In the limit that $ L \rightarrow \infty $ ($\Lambda \rightarrow 0 $), the metric reduces to that of a Schwarzschild black hole embedded in asymptotically flat space:

d s^{2}=-\left(1-\frac{2 G M}{r}\right) d t^{2}+\frac{d r^{2}}{\left(1-\frac{2 G M}{r}\right)}+r^{2}\left(d \theta^{2}+\sin ^{2} \theta d \varphi^{2}\right)

“Asymptotically” is a fancy word which means “at infinity”, i.e. as one moves radially outwards from the center of the spacetime and ($r \rightarrow \infty \Rightarrow F(r) \rightarrow 0) $, the metric in \eqref{eqn:schwarzschild} reduces to that of a flat Minkowski spacetime:

d s^{2}=-d t^{2}+ d r^{2}+r^{2}\left(d \theta^{2}+\sin ^{2} \theta d \varphi^{2}\right)

Similarly, if in \eqref{eqn:ads-schwarzschild-radial} we send the mass of the black hole to zero $ M \rightarrow 0$ we are left with the metric of an Anti-deSitter spacetime in the so-called “static co-ordinates” [2]:

d s^{2}=-\left(1 + \frac{r^2}{L^2} \right) d t^{2}+\frac{d r^{2}}{\left(1 + \frac{r^2}{L^2} \right)}+r^{2}\left(d \theta^{2}+\sin ^{2} \theta d \varphi^{2}\right)

Compact Spaces

Let me remind the reader what is meant by the mathematical term “compact space“. Consider the real number line which is set of all points between $-\infty$ and $+\infty$:

\mathbb{R} = \left\{ x : x \in (-\infty, +\infty) \right\}

This is a non-compact or “open” set because its boundary, the points at infinity, are not elements of the set. Likewise consider the Minkowski spacetime whose metric is given by \eqref{eqn:minkowski}. This spacetime stretches off to infinity in both the radial and timelike directions, i.e. $ r \in (-\infty, +\infty) $ and $ t \in (-\infty, +\infty) $. One can “compactify” both the real line and Minkowski space by adding the “point at infinity” to the definition of the respective sets.
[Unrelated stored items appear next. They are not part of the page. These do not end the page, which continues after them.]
PR #273, opened 2020-01-17
Matrix factorisation example

saeedhadikhanloo:


tscholak:
Thanks for you contribution, this is awesome!
I will have a closer look when I come home tonight.

examples/matrice-factorisation/Main.hs
```diff
@@ -0,0 +1,65 @@
...
+    pure $ MatrixFact u v
+
+flattenParameters :: MatrixFact -> [Parameter]
+flattenParameters (MatrixFact u v) = [u, v]
+
+replaceParameters :: MatrixFact -> [Parameter] -> MatrixFact
+replaceParameters state params_list = MatrixFact u v
+  where
+    u = params_list !! 0
+    v = params_list !! 1
```
tscholak: it *should* be possible to use `Parameterized` from `Torch.Parameter`

examples/matrice-factorisation/Main.hs
```diff
@@ -0,0 +1,65 @@
...
+lossMF :: MatrixFact -> Tensor
+lossMF mf = mse_loss (mulMF mf) r
+  where
+    r = asTensor ([[1, 2, 3], [4, 5, 6], [7, 8, 9]] :: [[Float]])
+
+num_iters = 2000
+
+main :: IO ()
+main = do
+  init <- sample $ (MatrixFactSpec 3 4)
```
tscholak: you *may* want to seed the random number generator so that the run is reproducible, see https://github.com/hasktorch/hasktorch/blob/master/examples/static-mnist-mlp/Main.hs#L143 for an example of that.
we have been working towards exposing the RNG so that one can pass it around as a value, but that's not ready yet.

tscholak: another thought: it seems the number of latent factors `k` is 4 and thus larger than the rank of your matrix `r` above. this is probably not a good choice, since typically you want to use use fewer factors than `rank r`.

tscholak: furthermore, `r` is fully populated. I would suggest that, maybe in another PR, you look at the more practically relevant case in which `r` is sparse. you can then split `r` in a training and validation set, where the validation task is to reconstruct the missing values.

austinvhuang:
Nice!

Would be nice to have other scalable formulations of basic recommendation algos as examples in the future (not required for this PR) like the [simple dense net](https://blog.fastforwardlabs.com/2018/04/10/pytorch-for-recommenders-101.html) or [wide-and-deep](https://ai.googleblog.com/2016/06/wide-deep-learning-better-together-with.html).

examples/matrice-factorisation/Main.hs
saeedhadikhanloo: Your points are great.
* I will make the seed fixed such that it becomes reproducible.
* I guess the optimal value for `k` will be `rank(r)` (not sure though).
* Sparse `r` will be dfinitely more interesting and closer to the applications.

examples/matrice-factorisation/Main.hs
saeedhadikhanloo: @tscholak 
I am not sure yet how to do it. Will look at it and come back to you.

saeedhadikhanloo:
@tscholak 
Thanks for the review. I will apply your points and come back to you again.

saeedhadikhanloo:
@austinvhuang 
Those are definitely good options for future PR. Thanks!

examples/matrice-factorisation/Main.hs
tscholak: 1. Great, thank you!
2. In the general case, in which `r` is sparse, the optimal value will probably be smaller than `rank r`. I would treat `k` as a hyper parameter. You can leave it as it though for now.
3. Yes, that’s no problem. I would have suggested that as well.

Cheers and thank you!

examples/matrice-factorisation/Main.hs
saeedhadikhanloo: I have not succeeded to write `MatrixFact` as an instance of `Parameterized`.

tscholak: ok, never mind, you did an amazing job nonetheless 😃

examples/matrice-factorisation/Main.hs
```diff
@@ -0,0 +1,105 @@
...
+    ( [ [1, 2, 3],
+        [4, 5, 6],
+        [7, 8, 9]
+      ] ::
+        [[Float]]
+    )
+
+lossMF :: MatrixFact -> Tensor
+lossMF mf = mse_loss (mulMF mf) r
+  where
```
tscholak: delete this line please

examples/matrice-factorisation/Main.hs
```diff
@@ -0,0 +1,105 @@
...
+
+main :: IO ()
+main = do
+  -- The rank of r is 2 and we therefore choose k equal to 2.
+  -- The gradient descent does not converge for k equal to 1, as expected.
+  manual_seed_L 123
+  init <- sample $ (MatrixFactSpec n m k)
+  trained <- foldLoop init num_iters gdBlock
+  printParams trained
+  pure ()
```
tscholak: you don’t need this line, since printParams returns IO ()

examples/matrice-factorisation/Main.hs
saeedhadikhanloo: Thanks!

examples/matrice-factorisation/Main.hs
saeedhadikhanloo: Done.

examples/matrice-factorisation/Main.hs
saeedhadikhanloo: Right. It is removed.

saeedhadikhanloo:
@tscholak 
Thanks for your quick feedbacks!
I am done with this PR but it seems I have limited writing access and cannot merge it. It would be great if you could do it. There is only one commit, you can rebase if you want.

PR #275, opened 2020-01-24
example: matrix factorisation with missing values

saeedhadikhanloo:


examples/matrix-factorisation/SparseRatingMatrix.hs
```diff
@@ -0,0 +1,92 @@
...
+
+instance Randomizable RatingsSpec Ratings where
+  sample (RatingsSpec n m l) = do
+    ratings <- randn' [1, l]
+    users <- randint' 1 n [1, l]
+    items <- randint' 1 m [1, l]
+    let list_ratings = toDouble <$> (getEntryByIndex ratings 0) <$> [0 .. (l -1)]
+        list_users = toInt <$> (getEntryByIndex users 0) <$> [0 .. (l -1)]
+        list_items = toInt <$> (getEntryByIndex items 0) <$> [0 .. (l -1)]
+    pure $ Ratings [Rating u i r | (u, i, r) <- zip3 list_users list_items list_ratings]
```
tscholak: while this is fine, IMO it would be more efficient if you defined a batched type, e.g.
```haskell
data RatingBatch = RatingBatch Items Users RatingValues deriving (Show)
newtype Items = Items Tensor deriving (Show)
newtype Users = Users Tensor deriving (Show)
newtype Ratings = Ratings Tensor deriving (Show)
```
the you wouldn't need to zip here but just assemble the data structure.

examples/matrix-factorisation/SparseRatingMatrix.hs
```diff
@@ -0,0 +1,92 @@
...
+
+type TensorEntries = Double
+
+lossMF :: MatrixFact -> [Rating] -> Tensor
```
tscholak:
```suggestion
lossMF :: MatrixFact -> RatingBatch -> Tensor
```

examples/matrix-factorisation/SparseRatingMatrix.hs
```diff
@@ -0,0 +1,92 @@
...
+lossMF (MatrixFact u v) rating_list =
+  let uv = mulMF (MatrixFact u v)
```
tscholak: you are computing the full matrix `uv` here. that may not always be possible due to its size.
you want a way to only compute the elements of `uv` that correspond to `users` and `items` in `RatingBatch`.

examples/matrix-factorisation/SparseRatingMatrix.hs
```diff
@@ -0,0 +1,92 @@
...
+      mse_loss' sum (Rating user item rating) = sum + (uv_ui - tensor_rating) ^ 2
+        where
+          uv_ui = getEntryByIndex uv user item
+          tensor_rating = asTensor rating
+   in foldl mse_loss' (asTensor (0 :: TensorEntries)) rating_list
```
tscholak: once you have a way to compute `uv` only for the `users` and `items` in `RatingBatch`, you can use the standard `mse_loss` function to calculate the l2 norm distance.

examples/matrix-factorisation/SparseRatingMatrix.hs
tscholak: I realize that this may not be easy.
in pytorch, there's https://pytorch.org/docs/stable/torch.html#torch.index_select.
I *think* the equivalent in hasktorch is https://github.com/hasktorch/hasktorch/blob/master/hasktorch/src/Torch/Functional/Internal.hs#L336, but I'm not exactly sure.

tscholak: once you have that, you can use that
```latex
R_{ij} = \sum_l U_{il} V{lj}
```
that is, you'll have a bunch of vector multiplications.

tscholak: that can be written as a matrix multiplication as well, I just realize.
just use index select on `u` and `v` with `users` and `items`, respectively, and then `matmul` those together. that will give you the truncated `R` you need I think.
then you reshape it to a 1-dim tensor of length `batchSize` which you can feed into `mse_loss`.

tscholak: never mind, that's not the case ^^^

tscholak: run a batched vector multiplication, `bmv`, instead.

examples/matrix-factorisation/SparseRatingMatrix.hs
saeedhadikhanloo: Thanks @tscholak for your comment.
I just wanted to recall that I assumed that the batches are subsamples of our main data. I guess one of the sources of the slowness of the previous code is the ratings list size, and that is why we consider subsamples (batches) in each round of the gradient descent.
If we follow the above data types, for subsampling of `RatingBatch` we need to do it three times against `Items`, `Users` and `RatingValues` whilst we do it once if we zip them.
Please correct me if I'm wrong.

examples/matrix-factorisation/SparseRatingMatrix.hs
saeedhadikhanloo: What do you think about this?
```haskell
lossMF :: MatrixFact -> [Rating] -> Tensor
lossMF (MatrixFact u v) rating_list =
    let
      mse_loss' sum (Rating user item rating) = sum + (uv_ui - tensor_rating) ^ 2
        where
          uv_ui = matmul (u' @@ (user,()) ) (v' @@ ((),item) )
          u' = toDependent u
          v' = toDependent v
          tensor_rating = asTensor rating
   in foldl mse_loss' (asTensor (0 :: TensorEntries)) rating_list
```

examples/matrix-factorisation/SparseRatingMatrix.hs
saeedhadikhanloo: It is a great point. I tried to change the code such that we only multiply the rows and columns of `u,` and `v` when it is needed.

examples/matrix-factorisation/SparseRatingMatrix.hs
saeedhadikhanloo: I don't still see a clear of way of doing it. I would do it in this way:
1. making a `Double` list including the desired entries of `uv`. 
2. using `asTensor` to make it a tensor
3. looking at the `mse_loss` of the latter Tensor and the ratings.
I suspect if we can take gradients from it (since we use `toDouble` and `asTensor`).

tscholak:
Hey @saeedhadikhanloo, thanks for the updates. I think I should write again in a high-level form what I have in mind.

What I'd like to arrive at is code that uses batched tensor ops whenever possible. I think this can be accomplished in the following way:

1. start with a stream of input data where each item is isomorphic to (user idx, item idx, rating). You don't have tensors at this point yet. everything is represented using Haskell primitive types, e.g., (Int, Int, Float).
2. split the stream into chunks of fixed length n (the batch size) and arrange it in a form isomorphic to ([user id 1, ..., user id n], [item id 1, ..., item id n], [rating 1, ..., rating n]).
3. turn each batch into a tuple of (user id long tensor, item id long tensor, rating float tensor).
4. use the user long tensor of ids, holding [user id 1, ..., user id n], to extract from U the rows [{U_{user id 1, l}}_l, ..., {U_{user id n, l}}_l] in a float tensor. here, l runs from 0 to k-1, where k is the rank of the factorization UV. in this notation {a_l}_l is the row vector with elements a_0 to a_{k-1}.
5. use the item long tensor of ids, holding [item id 1, ..., item id n], to extract from V the columns [{V_{l, item id 1}}_l, ..., {V_{l, item id n}}_l] in a float tensor.
6. compute a batched vector product, using `bmv`, of the extracted rows of U and columns of V, that is, [{sum_l U_{user id 1, l} V_{l, item id 1}, ..., sum_l U_{user id n, l} V_{l, item id n}]. the result is a vector of length n (a tensor of shape [n]) 
7. use `mse_loss` on the result of step 6 and the rating vector of stem 2.
8. backprop and run optimizer step
9. go to 2

examples/matrix-factorisation/SparseRatingMatrix.hs
```diff
@@ -0,0 +1,96 @@
...
+    items_ids = (\x -> x -1) <$> items
+    users_ids = (\x -> x -1) <$> users
+    u' = toDependent u
+    v' = toDependent v
+    u'' = indexSelect u' (0 :: Int) (asTensor (items_ids :: [Int]))
+    v'' = indexSelect v' (1 :: Int) (asTensor (users_ids :: [Int]))
+    u''' = reshape [batch_size, 1, -1] u''
+    v''' = reshape [batch_size, -1, 1] v''
+    uv_ui = toDType (Double :: DType) $ bmm u''' v'''
+    loss = mse_loss uv_ui ratings_tensor
```
tscholak: looks great! does it work?

junjihashimoto:

saeedhadikhanloo:
You're welcome. It was a pleasure to do so.

PR #277, opened 2020-02-11
Release cleanup pass 1 (WIP)

austinvhuang:
- [x] Add dropout ops for untyped
- [x] Add `full` factory for for typed
- [x] Change cadd/csub/cmul/cdiv to addScalar/subScalar/mulScalar/divScalar for typed, update affected modules (test specs, transformer)
- [x] Add informative error message for casting errors of Haskell Tuple -> C++ Tuple (note these errors should only happen as bugs internal to the library)
- [x] Add additional missing untyped ops (conv, chunk, cat, clamp, hyperbolic fns) 
- [x] Make Torch an uber-module that re-exports most untyped modules
- [x] Simplify imports to use `import Torch` instead of importing specific modules
- [x] Basic run-to-completion test for untyped optim
- [x] README cleanups
- [x] Move image utils for MNIST into beginnings of a torchvision-like module
- [x] Comment out gd-field from cabal file for now until we can avoid requiring cairo system installs for all examples
- [x] Clean up some name clashes - randn' in TensorFactories and in Random


tscholak:
LGTM, thank you very much for the cleanup!

tscholak:
tests are failing because of the rnn example btw

junjihashimoto:
Awesome!

junjihashimoto:
deps/pytorch's hash is reverted.

examples/gaussian-process/Main.hs
```diff
@@ -7,12 +7,7 @@ import Control.Monad (foldM)
 
 import Prelude hiding (exp)
 
-import Torch.Tensor
-import Torch.DType (DType (Float))
-import Torch.TensorFactories (eye', ones', rand', randn', zeros')
-import Torch.Functional
-import Torch.Autograd
-import Torch.NN
+import Torch
```
junjihashimoto: 👍

hasktorch/src/Torch/Functional.hs
```diff
@@ -2,10 +2,35 @@
 {-# LANGUAGE MultiParamTypeClasses #-}
 
 module Torch.Functional (
-    module Torch.Functional
-  , module Torch.Functional.Internal
```
junjihashimoto: Internal is not exported.
When we need some functions like fft, do we add the test and export it at the time?

austinvhuang: @junjihashimoto what I've done is add the re-export for the function explicitly in Torch.Functional. The re-exports serve as a whitelist -

https://github.com/hasktorch/hasktorch/pull/277/files#diff-6f6f611002067ebc1c3697bd36244d43

austinvhuang:
> deps/pytorch's hash is reverted.

Weird, not sure how/when that happened. Is the hash in the master branch correct?

junjihashimoto:
Yes, master is correct.

austinvhuang:
> Yes, master is correct.

Ok - am out and about atm but will fix the hash this evening.

PR #278, opened 2020-02-11
Print current seed before test

junjihashimoto:
When using a certain seed, test fails. 
But we do not know the seed used in the test.
This pr outputs using seed before test to find out the cause of the error.

https://github.com/hasktorch/hasktorch/runs/437503475?check_suite_focus=true


austinvhuang:
LGTM Thanks @junjihashimoto !

junjihashimoto:
Thx!

PR #279, opened 2020-02-11
Example: Drawing the gradient field

saeedhadikhanloo:


junjihashimoto:
Awesome!

To fix CI-error, how about putting brew-install(brew install cairo
) here?
https://github.com/hasktorch/hasktorch/blob/master/.github/workflows/stack-macos.yaml#L16

austinvhuang:
Nice example. I personally like vega-based vis (like hvega), but I get that arrow-drawing might not be doable.

Could you add a README describing the example which also mentions the cairo dependency?

saeedhadikhanloo:
@austinvhuang 
Sure (sorry, I miss-understood).

junjihashimoto:
Oh, we need this one, too.
> brew install pkg-config

saeedhadikhanloo:
@austinvhuang @junjihashimoto 
Thanks for your comments. I wrote the following lines in README for mac users to run the example:
```
$ brew install pkg-config
$ brew install cairo
```
Actually I don't have a mac machine, so please let me know about it.

stack.yaml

However, there are many sets which are bona-fide compact sets without any need for compactification. These include:
1. any closed interval on the real line: $ \left[ a, b \right] $, i.e. the set of all points between $a$ and $b$ (inclusive)
2. a circle $S^1$
3. a two-sphere $S^2$, or
4. a ball (the union of the two-sphere with all the points in its interior).
From this perspective the anti-deSitter spacetime with the metric given by \eqref{eqn:ads-metric} is topologically a non-compact space, since its co-ordinates take values in a non-compact set: $ r \in (-\infty, +\infty)$ and $t \in (-\infty, +\infty)$.

Topological Compactness vs. Metric Compactness

However, there is an important sense in which the AdS metric \eqref{eqn:ads-metric} describes a compact space. The geometry of spatial slices of this spacetime ($ t = \text{constant} $) are described the metric:

ds_{x}^2 = \frac{d r^{2}}{\left(1 + \frac{r^2}{L^2} \right)}+r^{2}\left(d \theta^{2}+\sin ^{2} \theta d \varphi^{2}\right)
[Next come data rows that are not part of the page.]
PR #285, opened 2020-02-22
Add function documentation, clean up function conventions for consistency

austinvhuang:
- [ ] Add documentation to untyped Functional module

### DIFF
--- a/hasktorch/src/Torch/Functional.hs
+++ b/hasktorch/src/Torch/Functional.hs
@@ -302,6 +302,22 @@ sigmoid
     -> Tensor -- ^ output
 sigmoid t = unsafePerformIO $ (cast1 ATen.sigmoid_t) t
 
+-- | softmax
+softmax 
+    :: Int -- ^ dimension
+    -> Tensor -- ^ input
+    -> Tensor -- ^ output
+softmax dim input = unsafePerformIO $ (cast3 ATen.softmax_tls) 
+    input dim (dtype input)
+
+-- | logSoftmax
+logSoftmax 
+    :: Int -- ^ dimension
+    -> Tensor -- ^ input
+    -> Tensor -- ^ output
+logSoftmax dim input = unsafePerformIO $ (cast3 ATen.log_softmax_tls) 
+    input dim (dtype input)
+
 -- | sin
 -- Returns a new tensor with the sine of the elements of input.
 sin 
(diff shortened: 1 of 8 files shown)


hasktorch/src/Torch/Functional.hs
```diff
@@ -91,175 +91,407 @@ instance Castable Reduction Int64 where
...
+-- | mean
+-- Returns the mean value of all elements in the input tensor.
+mean 
+    :: Tensor -- ^ input
+    -> Tensor -- ^ output
 mean t = unsafePerformIO $ (cast1 ATen.mean_t) t
 
-std :: Tensor -> Tensor
+-- | std
+-- Returns the standard-deviation of all elements in the input tensor.
```
adamwespiser: "standard deviation"

austinvhuang: Thanks, fixed

hasktorch/src/Torch/Functional.hs
```diff
@@ -455,10 +766,17 @@ conv2d' weight bias stride padding input =
...
-solve :: Tensor -> Tensor -> (Tensor,Tensor)
+solve 
+    :: Tensor 
+    -> Tensor 
+    -> (Tensor,Tensor)
 solve b a = unsafePerformIO $ (cast2 ATen.solve_tt) b a
 
-cholesky_inverse :: Tensor -> Tri -> Tensor
+-- | Solves a linear system of equations with a positive semidefinite matrix to be inverted given its Cholesky factor matrix uu .
+cholesky_inverse
```
championballer: @austinvhuang Should this also be camelCase? Similar to the choleskySolve change made in this PR?

austinvhuang: Yes it should be, just haven't gotten to all the bits to cleanup in this PR.

Basically the current informal convention is basically - code generated (such as the Functional/Internal module and everything in libtorch-ffi) is snake case, user facing is camelCase in line with Haskell convention, but there are still bits here and there to clean up (BCE is another one).

Feel free to add PR to fix other user-facing instances.

austinvhuang:
I'm going to go ahead and merge this so others can add cleanup PRs without overlapping with changes here.

hasktorch/src/Torch/Functional.hs
championballer: Gotcha. Thanks. :)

where I have put a subscript $x$ on the line element $ds_x^2$ to indicate that this metric is purely spatial. Now the spherical part of this metric is given by the usual flat space expression: $ r^2 d\Omega^2 $, however, as $r \rightarrow \infty$ the length of a radial line interval becomes shorter because of the presence of the $(1 + r^2/L^2)^{-1}$ factor in the purely radial part $g_{rr}$ of the metric.
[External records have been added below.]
PR #288, opened 2020-02-22
Documentation for Functional.hs

Chetank99:
Follows https://github.com/hasktorch/hasktorch/pull/285
Added documentation and changes of mse_loss

### DIFF
--- a/examples/matrix-factorization/Main.hs
+++ b/examples/matrix-factorization/Main.hs
@@ -12,7 +12,7 @@ module Main where
 import Control.Monad (foldM, when)
 import MF
 import Torch.Autograd (grad, makeIndependent, toDependent)
-import Torch.Functional (matmul, mse_loss)
+import Torch.Functional (matmul, mseloss)
 import Torch.Internal.Managed.Type.Context (manual_seed_L)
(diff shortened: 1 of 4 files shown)


austinvhuang:
@Chetank99 2 comments:

1. renaming mse_loss (which was indeed a TODO) will also break some other examples, that don't happen to be picked up by the CI. But I've fixed those here anyway https://github.com/hasktorch/hasktorch/pull/285

2. Generally would avoid editing Internal.hs - it's originally code generated by some of @junjihashimoto 's code generation scripts. 

For now, can you revert your mse_loss changes, and we'll go ahead and merge your function documentation? Thanks!

Chetank99:
@austinvhuang Got it! It's done.
But how can we add documentation to  Internal.hs without errors from CI?
Thanks :v:

austinvhuang:
Although it should not break CI if you edit Internal.hs without introducing breaking changes, my recommendation is not to modify Internal.hs since it is generated code, which means that the next time the code generation is script any work you put into editing it disappears.

Note there are some non-deterministic aspects of CI unfortunately because it has external dependencies (package downloads, etc.). That might be what you're seeing.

“Circle Limit I” by M. C. Escher (Source) . An illustration of the geometric compactness of hyperbolic space.

Thus, even though the spatial sections of anti-deSitter are not topologically compact, they are metric(ally) compact. This is shown in the above figure created by the great illustrator of paradoxical geometric designs – M. C. Escher. This is a tiling of the two-dimensional hyperbolic plane with tiles of two different colors. Technically it takes an infinite number of tiles to cover the region within the circle. However, since the metric of the hyperbolic plane is of the form \eqref{eqn:ads-spatial-metric}, the size of tiles decreases – with respect to the metric in the ambient space with the usual flat metric – as one takes the limit $ r \rightarrow \infty $.

AdS in the Laboratory

It is precisely this metric compactness of anti-deSitter which opens the door to the possibility of experimentally verifying the AdS/CFT conjecture in a real-world laboratory! There are still some people who would argue that the gravitational bulk theory in this conjecture is a purely mathematical construct which does not have any relevance for real life. However, it is rapidly becoming apparent to the community at large that this correspondence is more than just a theoretical idealization. The bulk AdS spacetime is no less real than Maxwell’s waves or Planck’s photons. No less a figure than Leonard Susskind is willing to stick his neck out and state as much [3]. Of course, it is perhaps a sign of how delicate this issue is that even a giant such as Susskind felt compelled to couch his statement not in the form of a formal paper but as an informal “letter to colleagues”. To quote from his paper [3]:

Where there is quantum mechanics, there is also gravity.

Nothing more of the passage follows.